How many lines in the records below contain the word "normal"? Answer with the number only.

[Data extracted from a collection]
--- START ---

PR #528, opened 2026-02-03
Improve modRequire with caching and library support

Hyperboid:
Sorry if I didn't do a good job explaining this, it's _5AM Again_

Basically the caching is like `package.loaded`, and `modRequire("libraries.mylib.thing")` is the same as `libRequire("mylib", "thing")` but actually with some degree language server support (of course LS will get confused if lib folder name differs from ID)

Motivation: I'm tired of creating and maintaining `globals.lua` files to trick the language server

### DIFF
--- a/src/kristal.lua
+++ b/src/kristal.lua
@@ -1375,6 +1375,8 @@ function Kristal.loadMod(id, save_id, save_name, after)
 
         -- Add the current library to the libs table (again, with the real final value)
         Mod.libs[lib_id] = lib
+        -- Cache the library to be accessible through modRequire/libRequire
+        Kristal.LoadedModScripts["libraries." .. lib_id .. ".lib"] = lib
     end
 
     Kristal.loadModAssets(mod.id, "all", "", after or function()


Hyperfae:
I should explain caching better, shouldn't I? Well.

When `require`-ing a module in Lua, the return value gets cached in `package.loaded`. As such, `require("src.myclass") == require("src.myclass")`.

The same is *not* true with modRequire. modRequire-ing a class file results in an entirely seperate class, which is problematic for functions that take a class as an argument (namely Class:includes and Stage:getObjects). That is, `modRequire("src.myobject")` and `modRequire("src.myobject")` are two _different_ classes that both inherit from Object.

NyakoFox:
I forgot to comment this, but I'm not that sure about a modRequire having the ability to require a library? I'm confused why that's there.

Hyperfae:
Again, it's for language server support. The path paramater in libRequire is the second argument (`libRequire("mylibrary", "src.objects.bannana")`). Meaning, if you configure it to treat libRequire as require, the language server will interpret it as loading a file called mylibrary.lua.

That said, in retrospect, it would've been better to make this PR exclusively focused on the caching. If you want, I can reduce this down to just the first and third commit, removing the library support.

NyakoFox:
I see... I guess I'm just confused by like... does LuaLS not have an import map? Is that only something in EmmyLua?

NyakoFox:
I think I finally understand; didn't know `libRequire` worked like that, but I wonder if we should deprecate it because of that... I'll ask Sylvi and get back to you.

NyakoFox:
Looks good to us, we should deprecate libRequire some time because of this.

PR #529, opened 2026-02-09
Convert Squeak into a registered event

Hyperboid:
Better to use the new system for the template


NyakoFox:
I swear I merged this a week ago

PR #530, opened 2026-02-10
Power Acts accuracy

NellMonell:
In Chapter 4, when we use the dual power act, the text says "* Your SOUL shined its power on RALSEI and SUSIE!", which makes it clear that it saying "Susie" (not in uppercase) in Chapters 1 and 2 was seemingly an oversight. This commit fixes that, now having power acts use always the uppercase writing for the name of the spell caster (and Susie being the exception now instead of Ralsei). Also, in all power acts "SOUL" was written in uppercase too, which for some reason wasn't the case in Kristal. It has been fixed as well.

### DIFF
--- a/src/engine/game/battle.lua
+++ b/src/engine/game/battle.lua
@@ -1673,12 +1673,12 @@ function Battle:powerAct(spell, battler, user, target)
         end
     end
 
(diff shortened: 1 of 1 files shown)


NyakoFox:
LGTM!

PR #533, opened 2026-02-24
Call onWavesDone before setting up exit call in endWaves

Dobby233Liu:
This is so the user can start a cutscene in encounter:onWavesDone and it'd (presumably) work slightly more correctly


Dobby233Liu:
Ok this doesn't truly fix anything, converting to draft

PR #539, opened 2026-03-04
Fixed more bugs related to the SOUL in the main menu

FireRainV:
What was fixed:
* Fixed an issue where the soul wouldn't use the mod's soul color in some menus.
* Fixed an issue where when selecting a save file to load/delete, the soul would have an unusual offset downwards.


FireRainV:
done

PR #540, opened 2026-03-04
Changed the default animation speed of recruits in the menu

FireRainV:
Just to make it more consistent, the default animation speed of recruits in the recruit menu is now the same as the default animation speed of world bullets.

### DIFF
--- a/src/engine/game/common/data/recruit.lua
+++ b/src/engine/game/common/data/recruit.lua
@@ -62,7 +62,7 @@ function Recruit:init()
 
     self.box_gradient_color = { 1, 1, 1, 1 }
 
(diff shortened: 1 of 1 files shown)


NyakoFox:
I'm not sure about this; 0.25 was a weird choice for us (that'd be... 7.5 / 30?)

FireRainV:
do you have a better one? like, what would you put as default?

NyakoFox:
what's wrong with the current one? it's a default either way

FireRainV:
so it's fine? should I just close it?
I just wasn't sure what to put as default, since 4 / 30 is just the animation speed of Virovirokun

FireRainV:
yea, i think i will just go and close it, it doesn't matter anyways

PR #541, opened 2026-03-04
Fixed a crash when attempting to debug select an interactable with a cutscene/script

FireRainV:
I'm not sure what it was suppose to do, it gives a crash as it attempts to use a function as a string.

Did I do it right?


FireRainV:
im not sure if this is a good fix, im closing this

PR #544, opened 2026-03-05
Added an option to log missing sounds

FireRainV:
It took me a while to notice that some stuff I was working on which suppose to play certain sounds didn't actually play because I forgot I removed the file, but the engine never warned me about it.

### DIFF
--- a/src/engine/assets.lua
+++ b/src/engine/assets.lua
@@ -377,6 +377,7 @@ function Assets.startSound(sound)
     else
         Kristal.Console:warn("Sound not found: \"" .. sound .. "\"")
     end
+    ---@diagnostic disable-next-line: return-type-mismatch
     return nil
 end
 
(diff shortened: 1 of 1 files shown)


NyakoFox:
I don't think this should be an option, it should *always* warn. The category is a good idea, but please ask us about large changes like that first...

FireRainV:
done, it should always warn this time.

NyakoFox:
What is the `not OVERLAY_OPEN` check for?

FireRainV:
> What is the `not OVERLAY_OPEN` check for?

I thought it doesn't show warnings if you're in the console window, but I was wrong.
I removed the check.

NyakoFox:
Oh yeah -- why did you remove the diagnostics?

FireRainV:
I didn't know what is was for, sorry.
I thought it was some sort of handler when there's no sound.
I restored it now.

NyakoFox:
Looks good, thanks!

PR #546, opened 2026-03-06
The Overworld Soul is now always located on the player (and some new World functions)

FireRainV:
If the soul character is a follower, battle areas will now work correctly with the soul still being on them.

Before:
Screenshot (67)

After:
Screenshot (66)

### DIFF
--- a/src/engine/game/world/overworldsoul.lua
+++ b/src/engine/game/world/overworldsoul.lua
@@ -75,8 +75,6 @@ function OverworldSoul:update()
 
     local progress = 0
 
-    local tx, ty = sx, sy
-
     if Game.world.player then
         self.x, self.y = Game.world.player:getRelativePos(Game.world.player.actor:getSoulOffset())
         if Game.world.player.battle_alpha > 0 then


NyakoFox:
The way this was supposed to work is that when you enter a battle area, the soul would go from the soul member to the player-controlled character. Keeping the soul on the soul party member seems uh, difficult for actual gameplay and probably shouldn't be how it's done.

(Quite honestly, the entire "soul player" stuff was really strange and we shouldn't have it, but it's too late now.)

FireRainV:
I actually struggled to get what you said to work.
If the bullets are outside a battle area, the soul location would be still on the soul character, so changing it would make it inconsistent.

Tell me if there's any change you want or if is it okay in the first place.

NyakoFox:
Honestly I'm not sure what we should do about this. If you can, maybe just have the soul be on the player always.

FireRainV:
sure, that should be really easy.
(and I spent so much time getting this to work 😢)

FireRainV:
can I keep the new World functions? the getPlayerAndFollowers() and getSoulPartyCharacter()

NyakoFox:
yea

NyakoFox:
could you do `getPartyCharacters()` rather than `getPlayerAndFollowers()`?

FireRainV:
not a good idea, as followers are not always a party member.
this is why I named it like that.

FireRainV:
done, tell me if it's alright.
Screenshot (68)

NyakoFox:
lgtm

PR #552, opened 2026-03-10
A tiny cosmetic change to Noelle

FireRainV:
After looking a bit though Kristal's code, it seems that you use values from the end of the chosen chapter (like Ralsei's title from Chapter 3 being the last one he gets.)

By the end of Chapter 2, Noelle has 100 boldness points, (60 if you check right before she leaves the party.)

--- END ---
--- START ---

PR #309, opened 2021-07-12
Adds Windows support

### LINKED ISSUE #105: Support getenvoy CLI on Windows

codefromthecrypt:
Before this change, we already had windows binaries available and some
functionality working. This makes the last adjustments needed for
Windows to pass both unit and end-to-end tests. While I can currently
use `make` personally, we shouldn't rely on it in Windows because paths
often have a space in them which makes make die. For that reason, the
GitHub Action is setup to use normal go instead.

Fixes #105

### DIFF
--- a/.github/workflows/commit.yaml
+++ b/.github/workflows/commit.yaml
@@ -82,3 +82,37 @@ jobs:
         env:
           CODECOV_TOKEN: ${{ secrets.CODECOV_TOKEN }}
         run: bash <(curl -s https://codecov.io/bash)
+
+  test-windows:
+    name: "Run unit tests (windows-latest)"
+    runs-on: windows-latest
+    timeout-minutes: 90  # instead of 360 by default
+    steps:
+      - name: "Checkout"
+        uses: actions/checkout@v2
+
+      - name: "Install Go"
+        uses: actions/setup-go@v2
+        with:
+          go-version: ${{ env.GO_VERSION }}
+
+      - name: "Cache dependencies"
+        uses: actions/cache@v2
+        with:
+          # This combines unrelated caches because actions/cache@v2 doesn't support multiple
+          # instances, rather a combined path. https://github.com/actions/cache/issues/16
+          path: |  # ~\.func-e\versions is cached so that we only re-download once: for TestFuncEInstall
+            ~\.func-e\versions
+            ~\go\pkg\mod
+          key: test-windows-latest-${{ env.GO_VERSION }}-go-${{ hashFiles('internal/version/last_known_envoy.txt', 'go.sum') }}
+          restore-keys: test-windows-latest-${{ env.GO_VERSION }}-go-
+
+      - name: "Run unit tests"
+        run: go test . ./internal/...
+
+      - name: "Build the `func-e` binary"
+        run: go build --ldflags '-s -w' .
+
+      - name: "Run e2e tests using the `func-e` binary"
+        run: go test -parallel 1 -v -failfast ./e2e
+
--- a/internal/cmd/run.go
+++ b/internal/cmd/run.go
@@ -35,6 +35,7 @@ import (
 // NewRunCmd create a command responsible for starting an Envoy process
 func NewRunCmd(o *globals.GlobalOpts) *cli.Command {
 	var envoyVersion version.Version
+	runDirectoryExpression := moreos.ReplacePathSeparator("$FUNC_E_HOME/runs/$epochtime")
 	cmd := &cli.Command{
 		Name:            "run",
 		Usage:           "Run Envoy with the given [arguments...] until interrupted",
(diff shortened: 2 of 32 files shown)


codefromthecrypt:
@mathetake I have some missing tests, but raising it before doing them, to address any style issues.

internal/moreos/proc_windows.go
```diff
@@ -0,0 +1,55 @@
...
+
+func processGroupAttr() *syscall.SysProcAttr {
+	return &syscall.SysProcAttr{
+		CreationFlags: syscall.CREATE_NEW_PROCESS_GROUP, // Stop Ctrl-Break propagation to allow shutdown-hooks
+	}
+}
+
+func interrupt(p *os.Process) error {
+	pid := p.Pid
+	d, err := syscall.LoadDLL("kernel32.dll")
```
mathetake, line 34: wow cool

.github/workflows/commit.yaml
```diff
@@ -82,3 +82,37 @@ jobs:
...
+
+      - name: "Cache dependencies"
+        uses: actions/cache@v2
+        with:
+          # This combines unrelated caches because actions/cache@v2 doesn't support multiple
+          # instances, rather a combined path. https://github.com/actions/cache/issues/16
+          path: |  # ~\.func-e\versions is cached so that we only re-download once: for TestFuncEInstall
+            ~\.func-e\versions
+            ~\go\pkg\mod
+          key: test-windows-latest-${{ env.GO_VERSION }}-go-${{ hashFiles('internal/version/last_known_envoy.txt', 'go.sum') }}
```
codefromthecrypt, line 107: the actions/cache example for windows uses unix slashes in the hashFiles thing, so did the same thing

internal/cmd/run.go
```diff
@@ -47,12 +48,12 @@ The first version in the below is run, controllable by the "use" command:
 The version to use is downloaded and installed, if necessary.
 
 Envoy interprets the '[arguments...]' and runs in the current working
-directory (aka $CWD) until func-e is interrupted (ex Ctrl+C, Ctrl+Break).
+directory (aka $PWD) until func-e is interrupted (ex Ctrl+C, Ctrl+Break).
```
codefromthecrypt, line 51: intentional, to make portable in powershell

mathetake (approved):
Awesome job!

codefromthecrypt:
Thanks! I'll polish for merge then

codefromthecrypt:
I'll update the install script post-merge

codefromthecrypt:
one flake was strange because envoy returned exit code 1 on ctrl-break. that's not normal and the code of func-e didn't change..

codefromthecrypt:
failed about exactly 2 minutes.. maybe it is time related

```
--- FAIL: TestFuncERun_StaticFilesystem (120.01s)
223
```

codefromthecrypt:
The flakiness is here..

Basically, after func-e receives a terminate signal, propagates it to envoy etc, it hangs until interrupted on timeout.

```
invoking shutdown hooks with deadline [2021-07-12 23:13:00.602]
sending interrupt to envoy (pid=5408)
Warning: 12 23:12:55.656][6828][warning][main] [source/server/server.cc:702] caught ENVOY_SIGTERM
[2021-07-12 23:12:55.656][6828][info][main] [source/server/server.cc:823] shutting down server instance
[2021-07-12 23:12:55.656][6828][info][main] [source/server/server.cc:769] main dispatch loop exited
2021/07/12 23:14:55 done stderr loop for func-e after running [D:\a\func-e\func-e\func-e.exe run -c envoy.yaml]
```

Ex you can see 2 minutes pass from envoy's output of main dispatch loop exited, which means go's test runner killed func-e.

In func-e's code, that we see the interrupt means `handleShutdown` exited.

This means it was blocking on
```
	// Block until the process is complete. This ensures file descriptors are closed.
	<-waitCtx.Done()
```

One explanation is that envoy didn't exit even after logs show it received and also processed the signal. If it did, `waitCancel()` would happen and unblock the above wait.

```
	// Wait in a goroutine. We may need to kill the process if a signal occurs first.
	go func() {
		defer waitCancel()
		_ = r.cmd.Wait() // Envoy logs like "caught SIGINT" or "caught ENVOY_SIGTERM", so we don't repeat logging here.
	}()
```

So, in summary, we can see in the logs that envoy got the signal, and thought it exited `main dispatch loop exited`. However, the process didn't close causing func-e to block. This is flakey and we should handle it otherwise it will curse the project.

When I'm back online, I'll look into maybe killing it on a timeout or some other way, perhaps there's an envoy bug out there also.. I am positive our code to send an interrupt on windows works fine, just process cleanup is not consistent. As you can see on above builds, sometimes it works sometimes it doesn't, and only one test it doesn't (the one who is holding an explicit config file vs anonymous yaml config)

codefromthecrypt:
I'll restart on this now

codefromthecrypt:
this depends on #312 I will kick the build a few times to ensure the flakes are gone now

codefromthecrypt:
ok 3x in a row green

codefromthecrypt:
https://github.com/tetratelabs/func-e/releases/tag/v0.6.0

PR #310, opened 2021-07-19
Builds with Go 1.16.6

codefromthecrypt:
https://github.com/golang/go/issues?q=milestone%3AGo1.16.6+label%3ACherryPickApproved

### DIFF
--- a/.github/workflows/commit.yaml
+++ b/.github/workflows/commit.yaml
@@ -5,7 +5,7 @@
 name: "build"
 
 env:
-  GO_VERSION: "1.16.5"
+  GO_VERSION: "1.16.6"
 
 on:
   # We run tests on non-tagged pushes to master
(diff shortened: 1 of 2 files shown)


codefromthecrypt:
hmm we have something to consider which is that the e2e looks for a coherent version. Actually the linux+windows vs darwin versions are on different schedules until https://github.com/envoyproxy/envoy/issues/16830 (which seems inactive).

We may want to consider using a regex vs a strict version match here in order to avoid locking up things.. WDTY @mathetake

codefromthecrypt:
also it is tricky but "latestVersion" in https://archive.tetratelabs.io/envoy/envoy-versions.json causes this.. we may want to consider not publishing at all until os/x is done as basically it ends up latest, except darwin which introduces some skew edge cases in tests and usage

--- END ---

## RESULT FOR THIS TASK
2